* **Exercise directions**
Search the entries for lines that contain the word "constructor", and report each one found.

* **Recorded information**
PR #749, opened 2018-09-05
GRPC server reflection support 

josedab:
- Having the ability of enabling reflection on the grpc server will allow grpc clients to know which services are exposed.
- The feature can be controlled through the property `conductor.grpc.server.reflection.enabled`. By default the feature is enabled.

### DIFF
--- a/grpc-server/src/main/java/com/netflix/conductor/grpc/server/GRPCServer.java
+++ b/grpc-server/src/main/java/com/netflix/conductor/grpc/server/GRPCServer.java
@@ -1,18 +1,15 @@
 package com.netflix.conductor.grpc.server;
 
 import com.netflix.conductor.service.Lifecycle;
-
-import org.slf4j.Logger;
-import org.slf4j.LoggerFactory;
-
-import java.io.IOException;
-import java.util.Arrays;
-
-import javax.inject.Singleton;
-
 import io.grpc.BindableService;
 import io.grpc.Server;
 import io.grpc.ServerBuilder;
+import org.slf4j.Logger;
+import org.slf4j.LoggerFactory;
+
+import javax.inject.Singleton;
+import java.io.IOException;
+import java.util.List;
 
 @Singleton
 public class GRPCServer implements Lifecycle {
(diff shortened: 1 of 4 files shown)


grpc-server/src/main/java/com/netflix/conductor/grpc/server/GRPCServer.java
```diff
@@ -21,9 +18,9 @@
 
     private final Server server;
 
-    public GRPCServer(int port, BindableService... services) {
+    public GRPCServer(int port, List<BindableService> services) {
```
gorzell: **Question:** Why the change to a `List` from varargs?

grpc-server/src/main/java/com/netflix/conductor/grpc/server/GRPCServerProvider.java
```diff
@@ -43,15 +46,25 @@ public GRPCServerProvider(
...
-                                eventServiceImpl,
-                                metadataServiceImpl,
-                                taskServiceImpl,
-                                workflowServiceImpl
-                        ))
+                Optional.of(getGRPCServer())
                 : Optional.empty();
     }
+
+    private GRPCServer getGRPCServer() {
```
gorzell: **Nit:** Rename to `buildGRPCServer`.

**Suggestion:** Pass reflectionEnabled and port as arguments, or pass the configuration as an argument.  I think it improves clarity and testability.

grpc-server/src/main/java/com/netflix/conductor/grpc/server/GRPCServerProvider.java
```diff
@@ -43,15 +46,25 @@ public GRPCServerProvider(
...
+                taskServiceImpl,
+                workflowServiceImpl);
+
+        if (configuration.isReflectionEnabled()) {
+            services.add(ProtoReflectionService.newInstance());
+        }
+
+        return new GRPCServer(
+                configuration.getPort(),
+                services.build()
```
gorzell: Related to the above question about varargs, I am pretty sure you could have just passed an Array here rather than change the signature. /shrug

grpc-server/src/main/java/com/netflix/conductor/grpc/server/GRPCServer.java
josedab: Only consumer of this constructor was `GRPCServerProvider`. As I needed to add some optional bindable services, the question was more related to choose one of these options:
- Updating GRPCServer to take a list of BindableServices(GRPCServer change)
- Converting to array the BindableService list (GRPCServerProvider change).
I chose to make the change on GRPCServer because:
- I thought that converting to array the BindableService list on GRPCServerProvider was unnecessary as there was only one use of the constructor.
- I thought we were not losing in readability that much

* **Output for this task**
josedab: Only consumer of this constructor was `GRPCServerProvider`. As I needed to add some optional bindable services, the question was more related to choose one of these options:
- I thought that converting to array the BindableService list on GRPCServerProvider was unnecessary as there was only one use of the constructor.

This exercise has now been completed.